What is needed is a copy of each line in the listing that contains "integer".
----- AVAILABLE RECORDS -----
PR #711, opened 2024-07-29
Feature/performance regression testing

db091756:
### PR Type

- Feature
- Tests

### Description

Introduced function `speed_comparison_test`, main use is as a developer aid to check that the effect on speed of code changes.

### How Has This Been Tested?

Test to sense check the `speed_comparison_test`.
Adds a `test_speed` to `test_solvers.py` which runs the `speed_comparison_test` on each implemented solver and produces a dictionary of formatted results for inspection. Needs code to store it.

(Write your answer here.)

### Screenshots

(Write your answer here.)


tp832944 (changes requested):
Some interim suggestions for improvement.

coreax/util.py
```diff
@@ -302,19 +323,100 @@ def jit_test(
...
+) -> tuple[Sequence[tuple[Array, Array]], dict]:
+    """
+    Compare compilation time and runtime of a list of JIT-able functions.
+
+    :param function_setups: Sequence of instances of :class:`JITCompilableFunction`
+    :param num_runs: Number of times to average function timings over
+    :print_results: If :data:`True`, the results are formatted and printed
+    :param check_hash: If :data:`True` check that the hash of the JITted functions are
+        different to the supplied functions.
+    :return: Mean and standard deviation of compilation time and runtime for each
```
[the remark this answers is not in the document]
db091756: They're 1-dimensional arrays

coreax/util.py
```diff
@@ -282,19 +308,100 @@ def jit_test(
...
+                + f"{_format_number(results[k][1][0].item())}"
+                + f" per run (mean ± std. dev. of {num_runs} runs)"
+            )
+            _logger.info(
+                "Execution time: "
+                + f"{_format_number(results[k][0][1].item())} ± "
+                + f"{_format_number(results[k][1][1].item())}"
+                + f" per run (mean ± std. dev. of {num_runs} runs)"
+            )
+    return results, timings_dict
```
tp832944, line 402: Insert a blank line. Looks a bit tight otherwise.

coreax/util.py
```diff
@@ -282,19 +308,100 @@ def jit_test(
...
+                jit_test(*function_setups[i], check_hash=check_hash)
+            )
+        # Compute the time just spent on compilation
+        timings_dict[f"timings_{i}"] = timings.at[:, 0].set(
+            timings[:, 0] - timings[:, 1]
+        )
+        # Compute summary statistics
+        results.append((timings.mean(axis=0), timings.std(axis=0)))
+
+    if log_results:
```
tp832944, line 387: I'd put the `if` statement inside the `i` loop and ditch the `k` loop.

coreax/util.py
```diff
@@ -282,19 +308,100 @@ def jit_test(
...
+        for j in range(num_runs):
+            timings = timings.at[j, :].set(
+                jit_test(*function_setups[i], check_hash=check_hash)
+            )
+        # Compute the time just spent on compilation
+        timings_dict[f"timings_{i}"] = timings.at[:, 0].set(
+            timings[:, 0] - timings[:, 1]
+        )
+        # Compute summary statistics
+        results.append((timings.mean(axis=0), timings.std(axis=0)))
```
tp832944, line 385: If taking my suggestion of ditching the `k` loop, save mean and SD to explicit variables. Then `results.append(mean, sd)` and logging becomes neater with e.g. `mean[0].item()`.

coreax/util.py
```diff
@@ -282,19 +308,100 @@ def jit_test(
...
+
+    if log_results:
+        for k in range(num_functions):
+            _logger.info("------------------- Function %s -------------------", k + 1)
+            _logger.info(
+                "Compilation time: "
```
tp832944, line 391: `Virgin` or `Uncompiled`? `Compilation time` is really the time stored in `timings_dict`.

coreax/util.py
```diff
@@ -282,19 +308,100 @@ def jit_test(
...
+                + f"{_format_number(results[k][0][0].item())} ± "
+                + f"{_format_number(results[k][1][0].item())}"
+                + f" per run (mean ± std. dev. of {num_runs} runs)"
+            )
+            _logger.info(
+                "Execution time: "
```
tp832944, line 397: `Pre-compiled execution time`? Or just `Second run time`? Technically both are `execution times`.

coreax/util.py
```diff
@@ -282,19 +308,100 @@ def jit_test(
...
+    timings_dict = {}
+    results = []
+    for i in range(num_functions):
+        timings = jnp.zeros((num_runs, 2))
+        for j in range(num_runs):
+            timings = timings.at[j, :].set(
+                jit_test(*function_setups[i], check_hash=check_hash)
+            )
+        # Compute the time just spent on compilation
+        timings_dict[f"timings_{i}"] = timings.at[:, 0].set(
```
tp832944, line 381: No need for a string in the key. I would embrace the power of Python and use `function_setups[i]` itself as the key (or `function_setup` if embracing the power of `enumerate`), or just the integer `i` if you don't like that.

tp832944, line 381: Ditch the `at ... set`. Only want to keep the first column. Use `= timings[:, 0] - timings[:, 1]` instead.

coreax/util.py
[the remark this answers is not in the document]
tp832944: I can see what I missed now. However, you do need to make the structure of the data clearer here:

```
List of tuples (means, standard deviations) for each function containing uncompiled and precompiled execution times as array components; Dictionary with key function and value array of execution time savings for each repeat test of a function
```

I'm sure you can improve on my wording.

Note also my points below in the logging section where I take issue with the terms `compilation time` and `run time`.

tests/unit/test_util.py
```diff
@@ -266,6 +268,53 @@ def _mock(x=1.0, *, a=2.0):
...
+            num_points = a.shape[0]
+            total = 0
+            for i in range(num_points):
+                total += a[i]
+            return total / num_points
+
+        random_vector = jr.normal(jr.key(2_024), shape=(100,))
+
+        num_runs = 10
+        summary_stats, _ = speed_comparison_test(
```
tp832944, line 299: Keep the dictionary (second return) too. Let's do some more testing with it on slow mean:

1. Assert that all the uncompiled times are slower than precompiled.
2. Assert that the difference in means for `summary_stats` is (almost) equal to the mean of the dictionary values. [We can't do a similar thing for SD.]

coreax/util.py
```diff
@@ -302,19 +323,100 @@ def jit_test(
...
+
+    return f"{round(scaled_num, 2)} {order}"
+
+
+def speed_comparison_test(
+    function_setups: Sequence[JITCompilableFunction],
+    num_runs: int = 10,
+    print_results: bool = False,
+    check_hash: bool = False,
+) -> tuple[Sequence[tuple[Array, Array]], dict]:
```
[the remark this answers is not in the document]
tp832944: That `float` should be `Array (now that I understand it).

tests/unit/test_solvers.py
```diff
@@ -157,6 +165,32 @@ def test_reduce(
...
+    def test_speed(self, reduce_problem: _ReduceProblem):
+        """Store mean, std. dev. of runs of the compilation and execution time."""
+        dataset, solver, _ = reduce_problem
+        reduction_method = JITCompilableFunction(
+            solver.reduce, fn_kwargs={"dataset": dataset}
+        )
+        results, _ = speed_comparison_test([reduction_method], NUM_SPEED_TEST_RUNS)
+        results = results[0]
+        # dataset shape, solver args, compilation time, runtime
+        result_dict = {}
```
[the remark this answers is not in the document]
tp832944: No longer relevant to this PR.

tests/unit/test_util.py
```diff
@@ -266,6 +268,53 @@ def _mock(x=1.0, *, a=2.0):
         # `post_time` is upper bounded by `pre_time - wait_time`.
         assert post_time < (pre_time - wait_time)
```
tp832944, line 269: Add an assertion that `post_time > 0`. I raise this because the post times I receive when testing `speed_comparison_test` in the console are all zero. A quick scan of the docstring for `time.time` suggests you may not be able to rely on it for fractions of a second, so you may need to find an alternative timing function here.

tp832944 (changes requested):
@db091756 I've given it a spin and identified a few issues. Sorry to give you such a long list of comments!

coreax/util.py
```diff
@@ -46,6 +52,23 @@ class NotCalculatedError(Exception):
     """Raise when trying to use a variable that has not been calculated yet."""
 
 
+class JITCompilableFunction(NamedTuple):
+    """
```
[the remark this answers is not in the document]
db091756: Made these edits, I am not really sure what these functions do so not sure if I have done a good job with the docstrings!

coreax/util.py
```diff
@@ -282,19 +308,100 @@ def jit_test(
     def _fn(*args, **kwargs):
         return fn(*args, **kwargs)
 
-    assert hash(_fn) != hash(fn), "Cannot guarantee recompilation of `fn`."
+    if check_hash:
+        assert hash(_fn) != hash(fn), "Cannot guarantee recompilation of `fn`."
```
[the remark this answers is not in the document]
db091756: This was in the original code that @tc85324 implemented, didn't want to remove it as I wasn't sure when this would be a problem!

coreax/util.py
```diff
@@ -282,19 +308,100 @@ def jit_test(
...
     block_until_ready(_fn(*fn_args, **fn_kwargs))
     end_time = time.time()
     post_delta = end_time - start_time
+
     return pre_delta, post_delta
 
 
+def _format_number(num: float) -> str:
+    """Standardise the format of the input number."""
+    if num == 0:
```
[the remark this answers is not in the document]
db091756: Made it absolute so negative values can be handled

coreax/util.py
```diff
@@ -282,19 +308,100 @@ def jit_test(
...
+        return "0 s"
+    order = log10(num)
+    if order >= 2:  # noqa: PLR2004
+        scaled_num = num / 60
+        order = "mins"
+    elif 0 <= order < 2:  # noqa: PLR2004
```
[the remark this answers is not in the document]
db091756: This would throw an error as we convert order to a string

coreax/util.py
```diff
@@ -258,18 +281,21 @@ def jit_test(
...
+    check_hash: bool = True,
 ) -> tuple[float, float]:
     """
     Verify JIT performance by comparing timings of a before and after run of a function.
 
     The function is called with supplied arguments twice, and timed for each run. These
     timings are returned in a 2-tuple.
 
-    :param fn: Function callable to test
+    :param fn: JIT-compilable function callable to test
```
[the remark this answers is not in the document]
db091756: I didn't want to touch this function too much, I think we want to rely on using these `NamedTuple`s as little as possible as it just makes it harder for the user to interact with the code in my opinion. It was more of a convenience to make the comparison function parameters more succint.

coreax/util.py
db091756: My understanding of what JAX is doing when you run the function the first time is compiling the function, then dispatching it. Then the second run just dispatches the compiled code. So by taking the difference between the second and first times we get an estimate of compilation time?

coreax/util.py
db091756: The first column would be an estimate of compilation time and the second dispatch time I think

tests/unit/test_util.py
db091756: I am not sure if I am following exactly what these tests show?

coreax/util.py
```diff
@@ -282,19 +308,100 @@ def jit_test(
...
+        order = "mins"
+    elif 0 <= order < 2:  # noqa: PLR2004
+        scaled_num = num
+        order = "s"
+    elif -3 <= order < 0:  # noqa: PLR2004
+        scaled_num = 1e3 * num
+        order = "ms"
+    elif -6 <= order < -3:  # noqa: PLR2004
+        scaled_num = 1e6 * num
+        order = "\u03bcs"
```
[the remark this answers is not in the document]
db091756: This seems to be rejected by the file encoding checker in the pre-commit checks

coreax/util.py
db091756: This is rejected as the `NamedTuple` object is unhashable

documentation/source/conf.py
```diff
@@ -171,7 +177,19 @@
     ("py:class", "jax._src.typing.SupportsDType"),
     # TODO: Remove once no longer supporting Numpy < 2
     # https://github.com/gchq/coreax/issues/674
-    ("py:class", "numpy.bool_"),
+    ("py:class", "equinox._module.Module"),
+    ("py:class", "coreax.coreset._Data"),
+    ("py:class", "coreax.solvers.composite._Data"),
+    ("py:class", "coreax.solvers.composite._Coreset "),
```
tp832944, line 183: Remove spurious space before closing quote.

documentation/source/conf.py
```diff
@@ -171,7 +177,19 @@
...
+    ("py:class", "coreax.solvers.composite._State"),
+    ("py:class", "coreax.solvers.base._Data"),
+    ("py:class", "coreax.solvers.base._State"),
+    ("py:class", "coreax.solvers.base._Coreset"),
+    ("py:class", "coreax.solvers.coresubset._Data"),
+    ("py:class", "coreax.solvers.coresubset._State"),
+    ("py:class", "coreax.solvers.coresubset._Coreset"),
+    ("py:class", "coreax.weights._Data "),
```
tp832944, line 191: Remove spurious space before closing quote.

documentation/source/conf.py
```diff
@@ -171,7 +177,19 @@
...
+    ("py:class", "coreax.solvers.coresubset._SupervisedData "),
```
tp832944, line 192: Remove spurious space before closing quote.

documentation/source/conf.py
```diff
@@ -321,3 +339,25 @@ def create_custom_inv_file(
...
     create_custom_inv_file(tqdm, tqdm_refs)
+
+
+# pylint: disable=unused-argument
+# pylint: disable=unidiomatic-typecheck
+# pylint: disable=protected-access
+
+
+def remove_namedtuple_attrib_docstring(app, what, name, obj, skip, options):
+    """Remove auto documented parameters from all NamedTuple classes."""
```
tp832944, line 350: A better description is:
```
Combine fields and parameters into a single entry for NamedTuple classes.
```

No need to populate rest of docstring.

documentation/source/conf.py
```diff
@@ -321,3 +339,25 @@ def create_custom_inv_file(
...
+    return skip
+
+
+# pylint: enable=protected-access
+# pylint: enable=unused-argument
+# pylint: enable=unidiomatic-typecheck
+
+
+def setup(app):
+    """Attaches `remove_namedtuple_attrib_docstring` handler to event."""
```
tp832944, line 362: A more generic description is:
```
Register custom functions.
```
No need to populate rest of docstring.

coreax/util.py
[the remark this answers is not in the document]
tp832944: I've suggested some wordings.

coreax/util.py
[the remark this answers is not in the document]
tp832944: Forgot that was in there. Keep it as is.

coreax/util.py
tp832944: How about just the integer `i`? If you really want a string, go for `f"function_{i}"`.

coreax/util.py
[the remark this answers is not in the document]
tp832944: I'd insert `number` after `key function` (change in light of not being able to store a NamedTuple).

coreax/util.py
```diff
@@ -282,19 +309,109 @@ def jit_test(
...
     post_delta = end_time - start_time
+
     return pre_delta, post_delta
 
 
+def format_time(num: float) -> str:
+    """
+    Standardise the format of the input time.
+
+    Floats will be converted to a standard format, e.g. 0.4531 -> "453.1 ms"
```
tp832944, line 332: Missing full stop.

coreax/util.py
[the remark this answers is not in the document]
tp832944: It shouldn't do. If it does (and maybe you should do this anyway), you're repurposing `order`, and I would define a new variable `unit` to contain the units string.

tests/unit/test_util.py
```diff
@@ -219,13 +222,20 @@ def test_sample_batch_indices_inter_row_uniqueness(self) -> None:
...
             num_batches=num_batches,
         )
         assert jnp.unique(batch_indices, axis=0).shape[0] == num_batches
 
+    def test_format_time(self) -> None:
+        """Test that `format_time` outputs expected strings."""
+        assert format_time(0.0004531) == "453.1 \u03bcs"
+        assert format_time(-0.032) == "-32.0 ms"
+        assert format_time(125) == "2.08 mins"
+        assert format_time(1e-15) == "0.0 ps"
```
tp832944, line 237: Good work incorporating an edge case. However, I would include at least one example for each unit, i.e. I'd like to see `0 s`, `1 s` and `1 ns` examples too.

coreax/util.py
tp832944: Needs to be `mean[0].item()` not `mean[0][0].item()` etc.

coreax/util.py
tp832944: Let's talk.

tests/unit/test_util.py
tp832944: Might become clearer as we talk.

tests/unit/test_util.py
```diff
@@ -246,7 +256,10 @@ def test_jit_test(self, args, kwargs, jit_kwargs) -> None:
         wait_time = 2
         trace_counter = Mock()
 
-        def _mock(x=1.0, *, a=2.0):
+        x = jnp.ones(1000)
```
tp832944, line 259: Give these two variables different names to the parameters in `_mock`, e.g. rename this to `x_in`.

tp832944 (changes requested):

tp832944:
@db091756 There are some pre-commit failures. Merging main will deal with some of the doc build failures.

coreax/util.py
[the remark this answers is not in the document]
tp832944: @db091756 Nudge. You see to have missed this.

coreax/util.py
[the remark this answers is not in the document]
tp832944: Sorry @db091756, I've made a mistake here. Your refactor makes it less efficient - we do want to keep `elif` statements. I would:

- Ditch the definition of `scaled_time` and `unit_string` at the top of the function.
- Catching the exception on `log10` is a good robustness improvement - nice idea! But just return a hardcoded `"0 s"`. It was neater before.
- Use a sequence of `if`, `elif` and `else` statements, defining `scaled_time` and `unit_string` inside as you currently do.
  - Move the `s` into the else.
  - The first `elif` should be for `order < -9`, then `< -6`, finishing with `< -3`.

Or just use this function body after docstring:

``` python
    try:
        order = log10(abs(num))
    except ValueError:
        return f"0 s"

    if order >= 2:  # noqa: PLR2004
        scaled_time = num / 60
        unit_string = "mins"
    elif order < -9:  # noqa: PLR2004
        scaled_time = 1e12 * num
        unit_string = "ps"
    elif order < -6:  # noqa: PLR2004
        scaled_time = 1e9 * num
        unit_string = "ns"
    elif order < -3:  # noqa: PLR2004
        scaled_time = 1e6 * num
        unit_string = "\u03bcs"
    elif order < 0:  # noqa: PLR2004
        scaled_time = 1e3 * num
        unit_string = "ms"
    else:
        scaled_time = num
        unit_string = "s"

    return f"{round(scaled_time, 2)} {unit_string}"
```

coreax/util.py
tp832944: We now agree here. Please update the `:return:` of the docstring to match.

coreax/util.py
```diff
@@ -282,19 +309,110 @@ def jit_test(
...
+    :param function_setups: Sequence of instances of :class:`JITCompilableFunction`
+    :param num_runs: Number of times to average function timings over
+    :param log_results: If :data:`True`, the results are formatted and logged
+    :param check_hash: If :data:`True`, check that the hash of the JITted functions are
+        different to the supplied functions
+    :return: List of tuples (means, standard deviations) for each function containing
+        JIT compilation and execution times as array components; Dictionary with
+        key function number and value array of execution time savings for each repeat
+        test of a function
+
```
tp832944, line 383: Remove spurious blank line.

tp832944 (changes requested):
Nearly there @db091756. Sorry for the mistakes I've made along the way. Scroll up to check for any unresolved conversations. Good news: `perf_counter` now means that I get a non-zero execution time on Windows!

coreax/util.py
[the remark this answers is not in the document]
db091756: Whoops, fixed

tp832944 (approved):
-----
- [EXERCISE RESPONSE]:
tp832944, line 381: No need for a string in the key. I would embrace the power of Python and use `function_setups[i]` itself as the key (or `function_setup` if embracing the power of `enumerate`), or just the integer `i` if you don't like that.
tp832944: How about just the integer `i`? If you really want a string, go for `f"function_{i}"`.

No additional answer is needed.